Eighteen-year-old Obdulia Sanchez horrified people when she livestreamed the car accident that killed her younger sister, Jacqueline, and injured another 14-year-old’s leg. The two were thrown from the vehicle when Sanchez lost control of her car while she had her phone streaming on Instagram Live.

Sanchez was under the influence of alcohol during the crash that rolled the car over before it smashed into a barbed wire fence in July of 2017, as previously reported by Dearly.


Enraged viewers watched as the teen pointed the camera at Jacqueline’s dead body and heartlessly told a 911 operator:

“I f——-g killed my sister, OK? I know I’m going to jail for life. This is the last thing I wanted to happen, OK? I don’t f——-g care though, I’m going to hold it down. Rest in peace, sweetie. If you don’t survive, I am so f——-g sorry.”

Dearly previously reported the California teen admitted driving around while livestreaming was nothing new to her, saying, “We do it all the time.”

Sanchez was put behind bars after the accident. She pleaded not guilty to drunken driving and gross vehicular manslaughter for her sister’s death. She said:

“I didn’t even know I looked like a monster— like I look like a freaking horrible monster. That was not my intention at all.”


Sanchez wrote a four-page letter to KGPE following her arrest to explain why she kept the camera rolling after the crash:

I made that video because I knew I had more than 5,000 followers. It was the only way my sister would get a decent burial. I would never expose my sister like that. I anticipated the public donating money because my family isn’t rich.

Her lawyer said her camera “trick” worked. The family raised over $12,000 for Jacqueline’s burial.

Sanchez added:

Sorry for making that video. I look awful but I accomplished my goal.

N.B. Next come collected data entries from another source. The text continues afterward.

PR #279, opened 2024-08-07
Add config option for async900 decorators

### LINKED ISSUE #277: Allow user-configured decorator names to disable `ASYNC900`
Currently, we recognize that decorators named `@asynccontextmanager` and `@fixture` (including attributes and calls, so e.g. `@pytest.fixture(...)` also works) mean the function isn't _really_ an async generator:

https://github.com/python-trio/flake8-async/blob/bae7ab7e3e5163b7a5d0d7966669e58ff533336e/flake8_async/visitors/visitors.py#L415-L418

I think we should make this list extensible, similar to our existing [`no-checkpoint-warning-decorators` list](https://flake8-async.readthedocs.io/en/latest/usage.html#no-checkpoint-warning-decorators) config.  Could be called something like `not-a-generator-decorators`.

The motivation is that you might well want to use the nice syntax of `yield`, which is safe if wrapped in something like https://github.com/groove-x/trio-util/pull/9 (see https://github.com/python-trio/trio/issues/638 for design discussion).  I'm inclined to see if we can upstream something similar into Trio and AnyIO, but even then there will be people on older versions of the libraries (or asyncio!) for years to come and so even if we add to the baseline list later having a config option seems useful.

Zac-HD:
Fixes #277.

### DIFF
--- a/tests/eval_files/async900.py
+++ b/tests/eval_files/async900.py
@@ -3,7 +3,7 @@
 from contextlib import asynccontextmanager
 
 
-async def foo1():  # ASYNC900: 0
+async def foo1():  # ASYNC900: 0, 'asynccontextmanager, fixture, this_is_like_a_context_manager'
     yield
     yield
 
@@ -15,7 +15,7 @@ async def foo2():
 
 @asynccontextmanager
 async def foo3():
-    async def bar():  # ASYNC900: 4
+    async def bar():  # ASYNC900: 4, 'asynccontextmanager, fixture, this_is_like_a_context_manager'
         yield
 
     yield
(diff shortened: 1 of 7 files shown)


tests/eval_files/async900.py
```diff
@@ -54,3 +54,12 @@ async def cm():
 async def another_non_generator():
     def foo():
         yield
+
+
+# ARG --transform-async-generator-decorators=this_is_like_a_context_manager
```
jakkdl, line 59: Minor: I'd probably have this at the top of the file for readability (and in all other files I've had them at the top), esp as it pops up in the other error messages.

jakkdl (commented):
Looks good! :)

But explaining her motives didn’t let the teen escape prison time. KPGE reports Sanchez was sentenced to six years and four months in prison. Her defense attorney, Ramnik Samrao, explained, “Count one was the most serious charge, it was gross vehicular manslaughter while intoxicated.” Sanchez received two more years for there being multiple victims. She was also found guilty of child endangerment.

Samrao said the 18-year-old driver might be out of prison in 2020 thanks to California’s Proposition 57, which allows the early release of nonviolent felons.

Thomas Min, the Merced County deputy district attorney, believed Sanchez should have been hit with the maximum 12-year sentence for her sister’s death:

“She had just killed her sister but didn’t care, if there was any case that deserved the max this was it.”

Sanchez apologized to her dead sister and her parents in court and said, “I’m just tired of hurting the people I love.”